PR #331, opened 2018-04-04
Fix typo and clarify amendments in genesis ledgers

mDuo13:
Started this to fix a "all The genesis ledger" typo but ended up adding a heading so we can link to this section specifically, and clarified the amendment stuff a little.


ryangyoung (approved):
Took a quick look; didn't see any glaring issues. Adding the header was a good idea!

============================================================

ASSIGNMENT: Within the data above, tally every line that has "typo" in it. Answer with the number only.

SOLVED PROBLEM: 2